About this task —
A line counts if it contains the word "headers" at least once. State how many such lines the records contain, giving the number alone.

Provided data —

★ ★ ★

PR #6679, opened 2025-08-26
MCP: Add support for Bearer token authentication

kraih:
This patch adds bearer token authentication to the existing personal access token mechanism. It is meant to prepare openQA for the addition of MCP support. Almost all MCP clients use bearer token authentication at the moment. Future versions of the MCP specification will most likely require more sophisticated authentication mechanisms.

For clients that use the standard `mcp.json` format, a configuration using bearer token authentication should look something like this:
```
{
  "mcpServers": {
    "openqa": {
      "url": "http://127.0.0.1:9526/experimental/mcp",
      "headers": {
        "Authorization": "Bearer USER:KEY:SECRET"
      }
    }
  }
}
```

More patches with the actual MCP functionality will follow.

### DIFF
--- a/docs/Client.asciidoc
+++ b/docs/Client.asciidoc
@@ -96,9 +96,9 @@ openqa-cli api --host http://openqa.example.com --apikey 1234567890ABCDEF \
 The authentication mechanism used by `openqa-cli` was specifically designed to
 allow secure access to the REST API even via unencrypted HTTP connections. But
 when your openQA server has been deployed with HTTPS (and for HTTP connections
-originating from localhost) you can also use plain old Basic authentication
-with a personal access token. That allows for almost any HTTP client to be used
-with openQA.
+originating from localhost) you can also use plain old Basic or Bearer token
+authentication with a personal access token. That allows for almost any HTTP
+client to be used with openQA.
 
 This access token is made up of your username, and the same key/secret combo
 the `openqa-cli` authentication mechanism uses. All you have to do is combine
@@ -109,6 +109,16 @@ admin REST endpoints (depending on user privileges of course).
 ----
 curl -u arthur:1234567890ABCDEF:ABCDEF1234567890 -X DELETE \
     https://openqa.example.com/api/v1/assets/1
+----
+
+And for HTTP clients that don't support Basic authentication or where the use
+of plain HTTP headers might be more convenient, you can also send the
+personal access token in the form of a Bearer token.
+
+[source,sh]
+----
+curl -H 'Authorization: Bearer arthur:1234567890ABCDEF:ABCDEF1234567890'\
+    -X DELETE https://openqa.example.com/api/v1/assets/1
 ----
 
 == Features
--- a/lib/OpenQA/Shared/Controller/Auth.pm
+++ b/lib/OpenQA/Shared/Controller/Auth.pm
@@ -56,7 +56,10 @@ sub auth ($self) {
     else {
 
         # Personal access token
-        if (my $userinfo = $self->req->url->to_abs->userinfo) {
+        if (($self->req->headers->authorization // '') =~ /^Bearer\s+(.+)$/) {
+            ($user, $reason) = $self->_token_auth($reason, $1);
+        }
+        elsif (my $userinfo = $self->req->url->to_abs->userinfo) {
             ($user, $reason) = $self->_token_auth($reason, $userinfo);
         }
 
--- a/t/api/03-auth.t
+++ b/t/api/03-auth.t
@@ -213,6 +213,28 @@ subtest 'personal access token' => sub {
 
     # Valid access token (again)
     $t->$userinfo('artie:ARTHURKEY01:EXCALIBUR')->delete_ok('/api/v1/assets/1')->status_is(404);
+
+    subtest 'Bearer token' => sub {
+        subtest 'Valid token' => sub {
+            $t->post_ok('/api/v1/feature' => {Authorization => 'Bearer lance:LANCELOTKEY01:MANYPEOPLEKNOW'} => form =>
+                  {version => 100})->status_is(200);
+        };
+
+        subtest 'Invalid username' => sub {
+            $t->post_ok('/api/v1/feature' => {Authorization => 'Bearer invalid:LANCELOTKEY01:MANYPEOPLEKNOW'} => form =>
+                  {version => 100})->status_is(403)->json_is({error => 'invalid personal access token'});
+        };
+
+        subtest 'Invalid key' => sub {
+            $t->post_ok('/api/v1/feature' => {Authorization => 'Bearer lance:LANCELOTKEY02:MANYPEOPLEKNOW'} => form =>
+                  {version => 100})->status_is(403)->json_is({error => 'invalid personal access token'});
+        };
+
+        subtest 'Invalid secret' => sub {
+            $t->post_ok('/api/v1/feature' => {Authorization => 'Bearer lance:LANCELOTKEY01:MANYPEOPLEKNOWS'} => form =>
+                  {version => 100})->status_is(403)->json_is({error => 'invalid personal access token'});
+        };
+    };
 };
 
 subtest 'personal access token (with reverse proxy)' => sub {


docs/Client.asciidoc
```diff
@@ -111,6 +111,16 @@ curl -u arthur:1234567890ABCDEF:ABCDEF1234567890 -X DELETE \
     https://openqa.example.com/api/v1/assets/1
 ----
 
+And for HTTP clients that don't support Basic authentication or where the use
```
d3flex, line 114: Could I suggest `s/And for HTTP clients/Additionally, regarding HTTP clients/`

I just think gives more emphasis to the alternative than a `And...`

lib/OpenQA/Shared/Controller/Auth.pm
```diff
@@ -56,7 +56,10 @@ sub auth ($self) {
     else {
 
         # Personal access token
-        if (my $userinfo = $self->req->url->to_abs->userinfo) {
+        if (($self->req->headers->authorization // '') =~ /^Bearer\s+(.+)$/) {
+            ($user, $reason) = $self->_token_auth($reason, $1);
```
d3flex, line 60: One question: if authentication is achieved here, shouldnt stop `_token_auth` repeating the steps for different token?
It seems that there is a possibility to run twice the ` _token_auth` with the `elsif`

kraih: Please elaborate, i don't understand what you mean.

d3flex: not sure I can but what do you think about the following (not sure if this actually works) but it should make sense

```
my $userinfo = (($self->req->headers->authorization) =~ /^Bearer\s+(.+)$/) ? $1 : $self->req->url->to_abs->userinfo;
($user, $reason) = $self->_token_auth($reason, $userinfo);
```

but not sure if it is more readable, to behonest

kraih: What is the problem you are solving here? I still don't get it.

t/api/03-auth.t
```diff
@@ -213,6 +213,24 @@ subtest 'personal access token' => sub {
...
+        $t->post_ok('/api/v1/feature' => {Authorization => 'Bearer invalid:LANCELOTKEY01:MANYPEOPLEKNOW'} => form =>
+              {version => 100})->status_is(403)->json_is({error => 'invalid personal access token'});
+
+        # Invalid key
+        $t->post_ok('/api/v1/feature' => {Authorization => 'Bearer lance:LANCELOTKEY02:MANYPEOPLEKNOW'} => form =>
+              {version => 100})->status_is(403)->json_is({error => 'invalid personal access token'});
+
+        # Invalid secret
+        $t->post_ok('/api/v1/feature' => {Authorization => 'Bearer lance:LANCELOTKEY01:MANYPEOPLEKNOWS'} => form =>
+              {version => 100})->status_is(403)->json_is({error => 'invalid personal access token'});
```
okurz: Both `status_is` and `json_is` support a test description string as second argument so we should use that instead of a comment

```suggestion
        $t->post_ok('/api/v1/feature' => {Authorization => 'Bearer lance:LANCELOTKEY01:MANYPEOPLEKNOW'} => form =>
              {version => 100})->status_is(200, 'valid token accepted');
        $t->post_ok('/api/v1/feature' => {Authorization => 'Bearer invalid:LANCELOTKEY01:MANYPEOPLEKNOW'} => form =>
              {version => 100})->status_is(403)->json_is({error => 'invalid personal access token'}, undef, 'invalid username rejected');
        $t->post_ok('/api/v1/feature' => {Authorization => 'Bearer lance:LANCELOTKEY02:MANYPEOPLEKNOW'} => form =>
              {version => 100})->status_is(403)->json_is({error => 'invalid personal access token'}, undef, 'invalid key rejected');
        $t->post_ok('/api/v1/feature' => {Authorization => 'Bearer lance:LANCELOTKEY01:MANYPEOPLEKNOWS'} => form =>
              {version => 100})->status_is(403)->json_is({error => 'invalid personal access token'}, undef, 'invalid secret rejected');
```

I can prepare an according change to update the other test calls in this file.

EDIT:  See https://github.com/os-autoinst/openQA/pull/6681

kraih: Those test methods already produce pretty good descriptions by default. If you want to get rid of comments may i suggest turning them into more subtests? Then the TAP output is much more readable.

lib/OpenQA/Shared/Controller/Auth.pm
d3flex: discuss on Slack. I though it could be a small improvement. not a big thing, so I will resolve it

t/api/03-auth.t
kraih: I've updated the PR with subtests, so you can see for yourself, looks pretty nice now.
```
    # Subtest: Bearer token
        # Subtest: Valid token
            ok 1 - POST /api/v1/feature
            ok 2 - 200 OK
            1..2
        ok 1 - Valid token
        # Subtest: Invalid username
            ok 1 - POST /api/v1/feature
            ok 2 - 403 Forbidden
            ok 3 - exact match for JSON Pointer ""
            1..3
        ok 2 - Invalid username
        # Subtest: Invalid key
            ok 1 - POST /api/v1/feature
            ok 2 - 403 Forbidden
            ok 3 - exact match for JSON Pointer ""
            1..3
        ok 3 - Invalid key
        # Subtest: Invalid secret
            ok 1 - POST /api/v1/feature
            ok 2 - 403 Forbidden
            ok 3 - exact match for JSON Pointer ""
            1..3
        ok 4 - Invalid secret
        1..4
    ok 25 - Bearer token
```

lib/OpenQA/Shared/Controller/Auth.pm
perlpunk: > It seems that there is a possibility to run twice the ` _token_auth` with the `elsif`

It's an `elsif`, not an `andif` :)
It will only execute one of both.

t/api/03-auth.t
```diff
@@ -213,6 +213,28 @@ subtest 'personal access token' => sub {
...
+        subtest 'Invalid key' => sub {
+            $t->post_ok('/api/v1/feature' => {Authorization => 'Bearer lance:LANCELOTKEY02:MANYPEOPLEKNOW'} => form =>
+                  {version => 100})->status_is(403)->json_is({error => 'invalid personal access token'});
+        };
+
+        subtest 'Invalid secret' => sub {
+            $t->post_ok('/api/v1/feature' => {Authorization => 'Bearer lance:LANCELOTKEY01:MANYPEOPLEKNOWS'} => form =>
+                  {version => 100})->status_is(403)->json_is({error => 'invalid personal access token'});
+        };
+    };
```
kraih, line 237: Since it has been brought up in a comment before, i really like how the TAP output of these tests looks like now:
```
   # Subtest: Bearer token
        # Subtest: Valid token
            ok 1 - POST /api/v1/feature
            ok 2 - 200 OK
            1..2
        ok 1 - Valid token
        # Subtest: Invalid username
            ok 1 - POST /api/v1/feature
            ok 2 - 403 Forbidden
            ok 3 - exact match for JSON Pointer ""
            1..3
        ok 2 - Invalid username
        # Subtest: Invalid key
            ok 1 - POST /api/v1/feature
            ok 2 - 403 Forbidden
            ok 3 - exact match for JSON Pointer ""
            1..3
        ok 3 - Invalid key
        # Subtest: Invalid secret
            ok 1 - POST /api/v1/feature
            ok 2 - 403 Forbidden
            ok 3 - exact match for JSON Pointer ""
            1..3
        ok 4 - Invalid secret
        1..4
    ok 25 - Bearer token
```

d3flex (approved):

★ ★ ★

Solution below —
5